One year she will say: I have to look them up. I have to thank Mr Bolek, who led me through the sewers; Józio’s aunt, who gave me presents; the woman in Stryków who cooked dumplings; the German family in Berlin…
A few more years will pass and she will say: It really is high time I pay them a visit. Mr Bolek. Józio’s aunt. The woman in Stryków…
She won’t visit anyone. Not that she was ungrateful, on the contrary – she will think about them time and time again. That’s just how it will work out, because there will always be more urgent matters that need attention.
She takes the tram. She reads the German names of the streets and tries to guess (she doesn’t know why) what they used to be called. The tram comes to some barbed wire and slows down. There’s a guard post and behind it a bearded man wearing a yellow patch on his overcoat. The patch is in tatters, in the shape of a star. In Warsaw they had different stars – blue, on armbands. Seconds later it
dawns on her: that man is a Jew. This is the ghetto. She didn’t realize that number 12 went through the ghetto. A few passers-by stop and peer inside the tram. She’s sitting by the window and they fix their gaze on her, on no one else but her. She turns away, but there are people on the other side as well. They just stand there stony-faced, peering inside…
At the end of the line she gets off together with a young woman her own age. She tells the woman about the forced labour and her escape, the woman invites her home. The woman’s mother is very kind, makes her feel welcome. What do you like, she asks Izolda, dumplings? The mother cooks a pot of dumplings especially for her and mixes in some crackling: eat up, she encourages Izolda, for your health. Well, here things aren’t so sweet for us either, she explains that evening. Business used to be better, the gendarmes were fewer, and now they’re searching everywhere for Jews. They’re looking for Jews and finding all the goods. Eat, child, for your health. They make her bed, cover her with a down duvet and wake her in the middle of the night: the smugglers are here.
The men look tired and dirty, a little like Bolek’s crew. They take vodka and sugar out of their rucksacks and pack women’s underwear. Izolda trades the socks from Józio’s aunt for a white sheet. They give her instructions: we hold the sheet over our head, we move by jumping and every few metres we crouch down. Then we keep still for a while. Make sure you’re covered by the sheet, it has to touch the snow. Please remember: keep absolutely still. Then we take a few more jumps and crouch down again. We call it rabbit-hopping, think you can manage?

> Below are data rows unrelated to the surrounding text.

PR #3541, opened 2026-07-03
Remove redundant null-checks and initialization logic from `setLink` method

andrzejskowronski:
## Description
Stumbled on the logic when using the `Bundle.SelfLink` etc. helpers. Property claims the value is nullable, but it would throw `ArgumentNullException`. Then later down the code we had logic for actually removing the entry if the value is null.

### DIFF
--- a/src/Hl7.Fhir.Base/Model/Bundle.cs
+++ b/src/Hl7.Fhir.Base/Model/Bundle.cs
@@ -118,10 +118,6 @@ namespace Hl7.Fhir.Model
 
         private void setLink(string rel, Uri? uri)
         {
-            if (uri is null) throw new ArgumentNullException(nameof(uri));
-
-            if (Link == null) Link = new List<LinkComponent>();
-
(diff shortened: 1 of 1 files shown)


src/Hl7.Fhir.Base/Model/Bundle.cs
```diff
@@ -118,10 +118,6 @@ public Uri? Alternate
 
         private void setLink(string rel, Uri? uri)
         {
-            if (uri is null) throw new ArgumentNullException(nameof(uri));
-
-            if (Link == null) Link = new List<LinkComponent>();
```
cknaap, line 123: Should Link be nullified as well when the last entry is removed from it?

cknaap (approved):
Approved for the improvement, but with a question

src/Hl7.Fhir.Base/Model/Bundle.cs
andrzejskowronski: I think that would be more wasteful as we always initialize an empty list on the property access if it is null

She runs with the men – across the snow-covered field, through the forest, across another field – she crouches, doesn’t take off the sheet, keeps absolutely still, then runs again. A pale, cold sun appears. They’re in the Generalgouvernement. She hands back her sheet and asks the way to the nearest train station.
She dyes her hair (her favourite colour – ash blonde).
She replaces her tooth (the new tooth comes on a little screw, very practical, the technician assured her, you can take it out if you need to. She found that strange: why would you want to take out an artificial tooth?).
She retrieves her compact. (Stefa cried so much when she received your letter, says Stefa’s colleague, a typist at the Ostbahn. She was so sorry she didn’t give you that crib for algebra… But I’m giving you a hat instead, Stefa announces, and sure enough she hands Izolda a beautiful black hat, with a large fancy brim, a keepsake from her romantic mother.) The typist gives her a pair of patent-leather shoes with high heels (custom-made on Nowy Świat right before the war) and Mrs Krusiewicz painstakingly alters the overcoat left by her husband.